¹: It does not have to be listed as an "authorized network" on the Cloud SQL instance, but somehow magically makes things work. I'm at wit's end here, really interested in @wilhelmi's setup...

²: Edit: I realized today while going through some logs that during my frantic attempts to make this work I must've run $ gcloud auth application-default login, which made it fall back to application default credentials and automatically discovered them, so you actually still need to populate GOOGLE_APPLICATION_CREDENTIALS with the path to a key file (or use that command, both of which are kind of iffy to do in automation), sorry for the wrong info there. :/

carlpett commented 3 years ago

@itspngu Without addressing your other points, the proxy does support IAM auth, see this pull request. It does seem to require adding some parameters to the invocation, though.

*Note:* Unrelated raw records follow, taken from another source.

Issue #350, opened 2021-01-25
All e2e CI jobs broken: Unrecognized attribute(s) ''remote_address_group_id'''


jistr:
TASK [os_migrate.os_migrate.conversion_host : allow ssh in os_migrate conversion security group] ***
Friday 22 January 2021  18:05:42 +0000 (0:00:01.281)       0:00:43.833 ******** 
fatal: [localhost]: FAILED! => changed=false 
  msg: 'BadRequestException: 400: Client Error for url: http://10.0.110.233:9696/v2.0/security-group-rules, Unrecognized attribute(s) ''remote_address_group_id'''

PR #351, opened 2021-01-25
Pin openstacksdk version due to os_security_group_rule module breakage

jistr:
The pin works around this breakage in Ansible:

'BadRequestException: 400: Client Error for url:
http://10.0.110.233:9696/v2.0/security-group-rules, Unrecognized
attribute(s) ''remote_address_group_id'''

Resolves: https://github.com/os-migrate/os-migrate/issues/350

### DIFF
--- a/toolbox/build/venv-requirements.txt
+++ b/toolbox/build/venv-requirements.txt
@@ -1,6 +1,7 @@
 # runtime
 ansible>=2.9.1,<2.10
-openstacksdk>=0.39.0
+# openstacksdk pin for https://github.com/os-migrate/os-migrate/issues/350
+openstacksdk>=0.39.0,<0.53
 
 # test
 ansible-lint==4.1.0


ccamacho:
Yeah I believed that my patch was breaking the CI but it's something generalized, if we move to 2.10 it will break. +1 to add the pin to unblock  the CI and then figure what changed.

ccamacho:
In theory, both parameters should be supported and working this is what I was testing last Friday (with the fqcn)

https://github.com/os-migrate/os-migrate/pull/352

jistr:
It looks like the remote_address_group_id is a newly added parameter in latest openstack, and the older APIs (including Train/16) don't understand it and treat it as an error when the parameter is provided. So this looks like a legit bug either in newest Ansible or newest openstacksdk. We're not explicitly setting the remote_address_group_id anywhere, but it still gets sent to API.

ccamacho:
If this passes, let's merge it.

ccamacho (approved):

PR #352, opened 2021-01-25
fix: remove remote_group_id in favor of remote_address_group_id

ccamacho:
Those 2 params should be compatible, let's use
the latest and allow having 2.10

### DIFF
--- a/os_migrate/plugins/module_utils/security_group_rule.py
+++ b/os_migrate/plugins/module_utils/security_group_rule.py
@@ -15,7 +15,7 @@ class SecurityGroupRule(resource.Resource):
     info_from_sdk = [
         'id',
         'security_group_id',
-        'remote_group_id',
+        'remote_address_group_id',
         'project_id',
         'created_at',
         'updated_at',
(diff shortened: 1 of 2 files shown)


jistr (changes requested):
I don't think one replaces the other, it's an addition. Going forward we should probably support both. https://specs.openstack.org/openstack/neutron-specs/specs/victoria/address-groups-support-in-security-group-rule.html

ccamacho:
I can't find the V docs for the openstacksdk but from latest:

But they look like the same https://docs.openstack.org/openstacksdk/latest/user/resources/network/v2/security_group_rule.html

```
remote_group_id
The remote security group ID to be associated with this security group rule. You can specify either remote_group_id or remote_address_group_id or remote_ip_prefix in the request body.

remote_address_group_id
The remote address group ID to be associated with this security group rule. You can specify either remote_group_id or remote_address_group_id or remote_ip_prefix in the request body.
```

jistr:
It's not the same though :). See the link i posted, security group is a group of firewall rules, but an address group is just a group of IP addresses. They are different resources on the Neutron API.

PR #355, opened 2021-01-27
Fix: Explicitly install nmap-ncat on RHEL

jistr:
It seems RPM dependency graphs have changed, and while we were getting
nmap-ncat installed via some dependency chain earlier, we need to
install it explicitly now.


ccamacho (approved):

jistr:
In another CI run i noticed that it was likely caused by a subscription error and not installing any packages, but that error was ignored. I think this PR might not be necessary. I posted #356 as a fix instead.

PR #356, opened 2021-01-27
Fix: Always stop on errors in conversion host deployment

jistr:
Previously when the source or destination conversion host encountered
some errror, Ansible would mark that host as failed and not run any
other tasks there, but it would continue to run tasks on other hosts,
most notably the migrator. This meant that e.g. subscription errors
wouldn't stop the playbook immediately, and if conversion host
deployment was included into a more complex migration playbook, the
migration itself would fail much later with a non-obvious error. This
is now fixed: whenever an error during conversion host deployment
happens, the playbook stops right away.

### DIFF
--- a/os_migrate/playbooks/deploy_conversion_hosts.yml
+++ b/os_migrate/playbooks/deploy_conversion_hosts.yml
@@ -1,4 +1,5 @@
 - hosts: migrator
+  any_errors_fatal: true
   tasks:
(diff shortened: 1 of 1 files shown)


ccamacho (approved):
lgtm

jistr:
I'll try again to see if we hit the same error or not.

PR #361, opened 2021-02-02
Dev: Lint fqcn

ccamacho:
This patch enforce the policy to use the FQCN
across the collection.

### DIFF
--- a/scripts/check_fqcn.py
+++ b/scripts/check_fqcn.py
@@ -1,0 +1,130 @@
+#!/usr/bin/env python
+
+"""
+Licensed under the Apache License, Version 2.0 (the "License"); you may
+not use this file except in compliance with the License. You may obtain
+a copy of the License at:
+
+http://www.apache.org/licenses/LICENSE-2.0
+
+Unless required by applicable law or agreed to in writing, software
+distributed under the License is distributed on an "AS IS" BASIS, WITHOUT
+WARRANTIES OR CONDITIONS OF ANY KIND, either express or implied. See the
+License for the specific language governing permissions and limitations
+under the License.
+"""
+
+import os
+import sys
+import urllib.request
+from pathlib import Path
+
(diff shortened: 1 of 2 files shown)


ccamacho:
After this pass Ill add a change to force the lint check to fail and remove that spurious file

ccamacho:
Failing as expected:

This is the debug message once there are non FQCN methods. 

There are some tasks using non FQCN methods: [(PosixPath('/root/os_migrate/scripts/../os_migrate/roles/export_projects/tasks/main.yml'), 'set_fact', 'no dot in namespace')]

scripts/check_fqcn.py
```diff
@@ -0,0 +1,130 @@
...
+                pass
+    return errors
+
+
+loader = DataLoader()
+inventory = InventoryManager(loader=loader, sources='localhost,')
+variable_manager = VariableManager(loader=loader, inventory=inventory)
+
+url = ("https://raw.githubusercontent.com/"
+       "ansible/ansible/devel/lib/ansible/config/"
```
ccamacho, line 111: This file do not exists in 2.9 that's why I'm pulling directly from it's content in github

jistr: Maybe we should pull the file from a tagged commit (2.10.x) rather than devel branch, In case it is moved or removed or changed unexpectedly? IIUC it's a part of an internal mechanism of Ansible, not user-facing one, so i'd assume it can change. Not a blocker though.

jistr (approved):

scripts/check_fqcn.py
odyssey4me: Yeah, I agree - better to pin it to a released/tagged version. This file will change quite a bit over time and will likely get removed for Ansible 3.x which is on the horizon.

ccamacho: done

PR #362, opened 2021-02-03
Chg: Preserve tags during migration of routers, networks, subnets

jistr:
Dev: Add after-update (and after-create) hook mechanism to resources

Since it is reasonable to expect that similar or the same actions will
take place in after create and after update, we have a single
`_hook_after_update` method which gets called in both events. It has
an `is_create` parameter in case distinguishing between the two events
is necessary.

------

Chg: Preserve tags during migration of routers, networks, subnets

The tags on networking resources cannot be set during the initial
creation request. Previously we weren't setting tags at all during
migration of networking resources. We are now migrating tags correctly
on routers, networks and subnets using a post-create/update hook.

### DIFF
--- a/tests/func/tenant/seed/router.yml
+++ b/tests/func/tenant/seed/router.yml
@@ -11,3 +11,20 @@
       - net: osm_net
         subnet: osm_router_subnet
         portip: 192.168.10.10
+  register: _osm_router
+
+- name: get auth token
+  openstack.cloud.auth:
+    auth: "{{ os_migrate_src_auth }}"
+
+- name: set tags on router
+  ansible.builtin.command:
+    cmd: openstack router set --tag test_tag_1 --tag test_tag_2 {{ _osm_router.id }}
+  environment:
+    OS_AUTH_TYPE: token
+    OS_AUTH_URL: "{{ os_migrate_src_auth.auth_url }}"
+    OS_TOKEN: "{{ auth_token }}"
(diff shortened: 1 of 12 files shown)


tests/func/tenant/seed/router.yml
```diff
@@ -11,3 +11,20 @@
...
+
+- name: set tags on router
+  shell: |
+    export OS_AUTH_TYPE=token
+    export OS_AUTH_URL="{{ os_migrate_src_auth.auth_url }}"
+    export OS_TOKEN="{{ auth_token }}"
+    export OS_PROJECT_ID="{{ os_migrate_src_auth.project_id|default('') }}"
+    export OS_PROJECT_NAME="{{ os_migrate_src_auth.project_name|default('') }}"
+    export OS_PROJECT_DOMAIN_ID="{{ os_migrate_src_auth.project_domain_id|default('') }}"
+    export OS_PROJECT_DOMAIN_NAME="{{ os_migrate_src_auth.project_domain_name|default('') }}"
```
odyssey4me, line 28: Are these exported using shell for debug value? If not, I'd suggest using the 'environment' argument on the task instead. Also, this could use command instead of shell.

jistr: Thanks, i'll try that.

jistr:
In addition to the discussed, i realized i'm not using FQCNs, will fix.

odyssey4me (approved):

enocom commented 2 years ago

For what it’s worth, the proxy doesn’t create a network path. So if you’re trying to run operations against an instance that is private IP only and your terraform runner isn’t in the same VPC, it’s never going to work.

EricStG commented 1 year ago

Ran into this today If I read this right, the provider is missing the dialer configuration that would allow connection to a private instance https://cloud.google.com/sql/docs/postgres/samples/cloud-sql-postgres-databasesql-connect-connector

enocom commented 1 year ago

The Connector there is a newer version than the one used here. The one used here will always try public and private IP in that order.